Никита несколько раз выпрямлялся, с блаженством проводил ладонями по лицу, сгребая капли воды сверху вниз, как мусульманин при сотворении вечернего намаза,[5] снова откидывался и раскрывал широко рот. Когда занемели руки и спина, Никита сел ровно, спиной к рулю, осмотрелся еще раз — тьма вокруг, только слышно, как плещутся волны о борт, как хлопают оборванными концами парус и снасти, обвисшие вокруг мачты, да изредка грохочет упавший на палубу гафель, перекатываясь между фальшбортом и мачтой.
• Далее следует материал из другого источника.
PR #654, opened 2021-06-03
Profile e2e tests

Oluane:
## Description

This PR adds an e2e tests for Profile and Address happy path. The both parts of Profile are tested in the same test file, and are designed to work for our two test environment, review apps with mock servers and staging with Profile staging with conditional statement on the Profile URL set in the env vars. 

I modified the step that is happening just before the e2e test runs, which creates the test user on Connect side. I get back the user `sub` to be able to do cleaning on Profile staging with the admin endpoints once the tests are ran. 

For the cleaning part, we just have to delete the user profile. For the addresses, there was an issue with getting the created during tests addresses ids, so I decided to add a conditional-to-staging-env step in the e2e tests to delete the address remaining after the test flow directly with Taiko. The cleaning user profile step will only be run in CI if the Account environment is staging. 

For the CI part, I added two conditional steps in our `config.yml` for CircleCI (cf above ⬆️ ) regarding staging env. The other one is to set the Profile URL env var dynamically. 

## Type of change

## Issues

I had big issues with Taiko's speed while writing this new and quite long test flow. After a lot of trials, I found out that enabling `observe` mode browser option ([doc](https://docs.taiko.dev/api/openbrowser/)) with an `observeTime` value between each action perfomed set to 500ms for this test flow was the best way to go if we want to have a more reliable tests suite, less "random" error-prone. 
It surely makes our test time greater (the `profile-happy-path.test.ts` lasts for more or less a 1 minute by itself), but imho, it's better than having to rerun tests several time because some randomly and unpredictable fails occurs (because of what I suppose to be Taiko's speed vs the application speed).

In the same topic, I also make the call to not rely on alert messages appearence to check if a flow has succeeded, but rather relied on checking the current url. I was having troubles with checking alert messages, their appearence seems to have some inconsistency in Taiko's browser environment (maybe again a matter of speed/time).

## Screenshots 

image
Screenshot of tests runned on review app against Profile staging

## Checklist


frieda-ewlines:
Task linked: [CU-kvcv6f [test] - Add `Connect.Profile` happy path](https://app.clickup.com/t/kvcv6f)

tests/e2e/profile-happy-path.test.ts
```diff
@@ -0,0 +1,148 @@
...
+      );
+
+      await click("Add address");
+      await waitFor(200);
+      expect(await currentURL()).toEqual(
+        `${
+          process.env.CONNECT_TEST_ACCOUNT_URL ||
+          configVariables.connectAccountURL
+        }/account/profile`,
+      );
```
Oluane, line 91: I had to replace the alert message existence check by the check of the current URL here, because Taiko wasn't able to find the alert message (once again, this is an issue with Taiko speed while not on headless mode, because when you run the test file with headless mode, it works as expected.) I didn't find any other working workaround, and since when the flow (here adding an address) is successful, we are redirected to a precise URL, I thought it would count as a valid check.

tests/e2e/profile-happy-path.test.ts
```diff
@@ -0,0 +1,148 @@
...
+        await text("You are about to delete this address.").exists(),
+      ).toBeTruthy();
+      await click("Delete");
+      await waitFor(200);
+      expect(await currentURL()).toEqual(
+        `${
+          process.env.CONNECT_TEST_ACCOUNT_URL ||
+          configVariables.connectAccountURL
+        }/account/profile`,
+      );
```
Oluane, line 121: Same as above ☝️

tests/e2e/profile-happy-path.test.ts
```diff
@@ -0,0 +1,143 @@
...
+        into(textBox({ placeholder: "Enter your postal code" })),
+      );
+      await write(
+        "United States of America",
+        into(textBox({ placeholder: "Enter your country" })),
+      );
+
+      await click("Add address");
+      await waitFor(250);
+      expect(await currentURL()).toEqual(`${baseURL}/account/profile`);
```
Oluane, line 91: I had to replace the alert message existence check by the check of the current URL here, because Taiko wasn't able to find the alert message (once again, this is an issue with Taiko speed while not on headless mode, because when you run the test file with headless mode, it works as expected.) I didn't find any other working workaround, and since when the flow (here adding an address) is successful, we are redirected to a precise URL, I thought it would count as a valid check.

tests/e2e/profile-happy-path.test.ts
```diff
@@ -0,0 +1,143 @@
...
+      expect(await text("Your address has been updated").exists()).toBeTruthy();
+
+      // Delete address flow
+      await click("Delete this address");
+      expect(
+        await text("You are about to delete this address.").exists(),
+      ).toBeTruthy();
+      await click("Delete");
+      await waitFor(250);
+      expect(await currentURL()).toEqual(`${baseURL}/account/profile`);
```
Oluane, line 116: Same as above ☝️

Meyclem:
> This test is designed to be used with Profile mock server only

How will we manage to **not** run this test in staging then?

Oluane:
> How will we manage to not run this test in staging then?
And why / how is it designed only for the mock server?

Don't we tell last week that staging should be plugged to a mock server and that only prod will use a real Profile version? 🤔

Fuzznimp (approved):
Awesome 😮

PR #670, opened 2021-06-08
Implement locale handling

Fuzznimp:
## Description

This PR aims at adding the locale handling through the UI. This is a preparatory work for the incoming i18n feature.

- Changed the navigation label from "English" to "Language". It would be great to have the actual local as label, but this would add more complexity to an already big PR. I will create a task for it.
- Removed the search input as it is unnecessary, and updated the integration tests accordingly.
- Renamed `WrongInputError` to `ErrorMessage`.
- Added an alert message.
- Loading state UI.

I did not make any e2e tests, as i18n is not in place yet, and we are in the process of migrating our CI.

We discussed to maybe do a middleware, but I did not see the use for it. Let me know if you have any suggestions.

## Type of change

## Screenshots

image

## Checklist


frieda-ewlines:
Task linked: [CU-m3dxp5 [feature] - Implement locale handling (middleware?)](https://app.clickup.com/t/m3dxp5)

src/components/pages/locale/locale.tsx
```diff
@@ -1,71 +1,77 @@
...
+              const parsedResponse = await response.json();
+
+              if ("message" in parsedResponse) {
+                setErrorMessage("Something went wrong. Please try again later");
+                setFormID(uuidv4());
+              }
+
+              if ("updatedUser" in parsedResponse) {
+                router && router.push("/account");
+              }
```
Fuzznimp, line 53: @Fenntasy Would you rather use this or the response's HTTP status code?

src/pages/api/locale/get-locale.ts
```diff
@@ -0,0 +1,81 @@
+import { Endpoint, getServerSideCookies, HttpStatus } from "@fwl/web";
```
Oluane, line 1: You should rename this file `index.ts` and declare the two locale handlers here, to follow our other endpoints. 🙂

Fuzznimp: Good point. 😮

Fuzznimp:
I forgot to add the alert message :/.

src/components/pages/locale/locale.tsx
Fuzznimp: Also, while working on adding an alert message, I just realized that do not return the `Item`, but this
```
{
connect-account |   '$metadata': {
connect-account |     httpStatusCode: 200,
connect-account |     requestId: '90b46643-081d-40f1-b144-6be77ca49c7c',
connect-account |     extendedRequestId: undefined,
connect-account |     cfId: undefined,
connect-account |     attempts: 1,
connect-account |     totalRetryDelay: 0
connect-account |   },
connect-account |   Attributes: undefined,
connect-account |   ConsumedCapacity: undefined,
connect-account |   ItemCollectionMetrics: undefined
connect-account | }
```

src/pages/api/locale/index.ts
```diff
@@ -0,0 +1,142 @@
...
+
+    span.setDisclosedAttribute("user locale retrieved", true);
+    span.setDisclosedAttribute("user locale value", currentDBUser.locale);
+    response.statusCode = HttpStatus.OK;
+    response.json({ locale: currentDBUser.locale });
+    return;
+  });
+};
+
+const postHandler: Handler = (request, response): Promise<void> => {
```
Meyclem, line 77: Wdyt of using `PATCH` instead?
I mean, it's more a `locale` modification, rather than a creation, right?

Oluane (dismissed):

src/pages/api/locale/index.ts
```diff
@@ -0,0 +1,142 @@
...
+      .catch((error) => {
+        span.setDisclosedAttribute("user locale set", false);
+        throw webErrorFactory({
+          ...webErrors.databaseUnreachable,
+          parentError: error,
+        });
+      });
+
+    span.setDisclosedAttribute("user locale set", true);
+    response.statusCode = HttpStatus.OK;
```
Meyclem, line 123: If we use a `POST` method, it should be
```suggestion
    response.statusCode = HttpStatus.CREATED;
```

src/pages/api/locale/index.ts
```diff
@@ -0,0 +1,142 @@
...
+      response.statusCode = HttpStatus.TEMPORARY_REDIRECT;
+      response.setHeader("location", "/");
+      response.end();
+      return;
+    }
+
+    span.setDisclosedAttribute("user locale retrieved", true);
+    span.setDisclosedAttribute("user locale value", currentDBUser.locale);
+    response.statusCode = HttpStatus.OK;
+    response.json({ locale: currentDBUser.locale });
```
Meyclem, line 72: Following REST convention we should only send back the resource and not embed the data in an object with a `locale` key.
```suggestion
    response.json(currentDBUser.locale);
```

Fuzznimp: I did this because using `response.json(currentDBUser.locale);` throws a `JSON SyntaxError` because of the nested accessed value inside the object. I would need to declare a variable beforehand to do so. But I can do it if you want to.

src/pages/api/locale/index.ts
Fuzznimp: I agree !

src/pages/api/locale/index.ts
Meyclem: What do you mean?
Isn't it just a string like "fr" or "en"?

Fuzznimp:
```ts
// Throws
response.json(currentDBUser.locale);

// Works
const updatedLocale = currentDBUser.locale;
response.json(updatedLocale);
```

Meyclem: 😮 What is this wizardry? 🤔
And in both cases, is `currentDBUser.locale` has a value?
If the locale should be "en" by default, maybe this could do the trick?
```ts
response.json(currentDBUser.locale || "en");
```
(sorry, but i'm very curious on that partlicuar magic 😁)

Meyclem: >  also get `SyntaxError: Unexpected token e in JSON at position 0.`. Only returning an object is working 🤯 .

Maybe with `response.end` instead, like we do in the Profile's ping handler?

```ts
export function pingHandler(tracer: Tracer) {
  return (
    request: IncomingMessage,
    response: ServerResponse,
  ): Promise<void> => {
    return tracer.span("ping-handler", async () => {
      response.statusCode = HttpStatus.OK;
      response.end("OK"); 👈👈👈
    });
  };
}
```

Fuzznimp: Not working :/. Would you be ok to fetch the branch and verify I'm not crazy? Haha.
I just pulled the switch from POST to PATCH 👍 .

Meyclem: I'm ok, I'm on it

Oluane (approved):

PR #680, opened 2021-06-10
Setup CircleCI

Oluane:
## Description

This PR is the first step of our migration from GH actions to CircleCI, with the addition of the project configuration and for now, the migration of the `lint` and `tests` jobs. 

## Type of change

## Checklist


frieda-ewlines:
Task linked: [CU-m9c46j [ci] - Migrate build and lint workflows to CircleCI](https://app.clickup.com/t/m9c46j)

.circleci/config.yml
```diff
@@ -0,0 +1,43 @@
...
+  linter:
+    docker:
+      - image: cimg/node:14.17.0
+    steps:
+      - checkout
+      - run:
+          name: lint
+          command: | 
+            yarn install
+            yarn lint
```
Fuzznimp, line 12: We should use caching here, don't you think?

Oluane: Oh you're right 😅

Meyclem: Or you can run two steps inside the same job, as I do on Profile: https://github.com/fewlinesco/connect-profile/blob/04634f2ca90db8a48bf5a2dd9e362ab526e973ec/.circleci/config.yml#L32

Oluane: Don't we want to have them separated?

Meyclem: Well, I think it is ok in both cases and I don't see why we would like to separate them.
I mean, this is part of the testing process and separate them just takes more time to run the CI.

It will not be the case with e2e which would need a separate job for sure, but here, since they use exactly the same thing...

Oluane: But... what is the behaviour if the first one fails ? Is the second executed anyway or the workflow stops there ?

Fuzznimp: Good question.

Meyclem: the jobs stops

Oluane: Maybe @Fenntasy could enlighten us on this ? 🙂

Fenntasy: Well that's more a choice on you folks. 
Having them on the same job means that the first one failing will mask the other one (so if we have errors in tests and a lint problem, they would need to be fixed separately).
Having them on another job means that it's slower (or costlier since I think we could run them concurrently).

However, both have merits.

Fuzznimp (approved):

PR #698, opened 2021-06-16
Cu mf6uaz new endpoint refresh token flow

Oluane:
## Description

This PR refacto the way we do authentication and refresh of tokens when they are expired. The motivation behind this was the discovery of an issue with the refresh flow and the use of Profile api. Indeed, to contact Profiles endpoints, we need to contact Connect first to do a token exchange (given the Account `access_token`, Connect sends us back either the profile and address one) via `/userinfo`. But with the way `authMiddleware` and the refresh token flow used to work, when the Account token was expired, we indeed refreshed the token, but used the expired one to contact Connect, and never get the Profiles tokens. (we take the token from the `request`, and put the refreshed one in the `response`, so once we arrive in the handler, we use the "old" token, with no access to the new one inside the `response`.)

We had multiple solutions to fix this, and we chose to take the occasion to refacto a bit the way it all works, by doing a separation of concerns. Now, `authMiddleware` just does `access_token` validity check, and redirects request to the refresh token flow, which is an endpoint now, if needed. We store the requested page inside a `next` query params, to be able to redirects to it if the refresh flow succeed. 

I tested manually this whole flow several time until the tests case I could think of passed. (waiting an hour between each try and so on 😆 ). 

## Type of change

## Checklist

- [ ] I have performed a self-review of my own code.


frieda-ewlines:
Task linked: [CU-mf6uaz [feature] - Rework of refresh token flow](https://app.clickup.com/t/mf6uaz)

src/middlewares/auth-middleware.ts
```diff
@@ -48,104 +47,24 @@ async function authentication(
...
-          });
-        });
-        span.setDisclosedAttribute("database reachable", true);
-
-        if (!user) {
-          span.setDisclosedAttribute("user found on DB", false);
-          throw new NoDBUserFoundError();
+        if (request.url && request.url.includes("/api/")) {
+          throw webErrorFactory(webErrors.unauthorized);
         }
```
Oluane, line 58: Here, I filter the request to api pages, to avoid having multiple redirection at the end of refresh token flow. I throw an unauthorized web error, which will be catch in `_app`. (cf further comment)

src/pages/_app.tsx
```diff
@@ -42,6 +45,14 @@ const AccountApp: React.FC = ({ children }) => {
...
                   );
 
+                  if (
+                    response.status === HttpStatus.UNAUTHORIZED &&
+                    response.statusText === "Unauthorized"
+                  ) {
+                    router && router.replace(router.pathname);
+                    return;
+                  }
+
```
Oluane, line 55: Here, I catch the unauthorized web error, and trigger a page reload to retrigger all auth flow. This piece is here because of the revalidate on focus feature from SWR, where when you come back on a left opened tab, the api calls are retriggered to update data. But, as the auth middleware ignores the api calls to do refresh flow, we need to reload the page to make everything work smoothly.

src/errors/web-errors.ts
```diff
@@ -14,6 +14,11 @@ type WebErrorData = {
 };
 
 const ERRORS_DATA: Record<string, WebErrorData> = {
+  TEMPORARY_REDIRECT: {
+    code: "temporary_redirect",
+    httpStatus: HttpStatus.TEMPORARY_REDIRECT,
+    message: "Temporary redirection",
+  },
```
Fuzznimp, line 21: Even if `307` are not considered errors, I'm ok with this being here.

src/middlewares/auth-middleware.ts
```diff
@@ -48,104 +47,24 @@ async function authentication(
...
-            ...webErrors.databaseUnreachable,
-            parentError: error,
-          });
-        });
-        span.setDisclosedAttribute("database reachable", true);
-
-        if (!user) {
-          span.setDisclosedAttribute("user found on DB", false);
-          throw new NoDBUserFoundError();
+        if (request.url && request.url.includes("/api/")) {
```
Fenntasy, line 56:
```suggestion
        if (request.url && request.url.startsWith("/api/")) {
```

Seems safer to me, what do you think?

src/middlewares/auth-middleware.ts
```diff
@@ -48,104 +47,24 @@ async function authentication(
...
-        ).catch((error) => {
-          span.setDisclosedAttribute("database reachable", false);
-          throw webErrorFactory({
-            ...webErrors.databaseUnreachable,
-            parentError: error,
-          });
-        });
-
-        span.setDisclosedAttribute("user updated on DB", true);
+        const redirectURL = !request.url ? "/account" : request.url;
```
Fenntasy, line 60: 🙃 Isn't simpler to:?
```suggestion
        const redirectURL = request.url ? request.url : "/account";
```

src/middlewares/auth-middleware.ts
```diff
@@ -48,104 +47,24 @@ async function authentication(
...
 
-        return;
+        response.statusCode = HttpStatus.TEMPORARY_REDIRECT;
+        response.setHeader(
+          "location",
+          `/api/auth-connect/refresh-token?next=${redirectURL}`,
```
Fenntasy, line 65: does it always work? Shouldn't we use `encodeURIComponent`?

src/middlewares/auth-middleware.ts
Oluane: "Why make it simple when you can make it complicated" 😅   
Joke aside, your suggestion is far better and easier to read.

src/middlewares/auth-middleware.ts
Oluane: I feel like a fool, I didn't see your review until this afternoon. (Once again, I didn't receive notifications on Slack for the comments... 😖 )
But regarding the comment, I agree, it will be safer I think 🙂

src/middlewares/auth-middleware.ts
Oluane: It worked when I tested it during development, but always, I don't know. Anyway, I didn't knew `encodeURIComponent` before looking at your comment, and just in case, it seems safer to add it. 

Is it mean to be used like that ? 
`/api/auth-connect/refresh-token?next=${encodeURIComponent(redirectURL)}`

Fenntasy: yes

Fenntasy (approved):

Meyclem (approved):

Над морем полыхнула редкая теперь, с началом дождя, молния, ослепила Никиту, и он зажмурился в ожидании грома, а перед внутренним взором всплыло иное видение, страшное и разорительное, которое довелось видеть и пережить совсем, казалось, недавно. И не где-нибудь в чужой земле, а в Самаре, в канун последнего для Никиты, похоже теперь, астраханского похода на службе…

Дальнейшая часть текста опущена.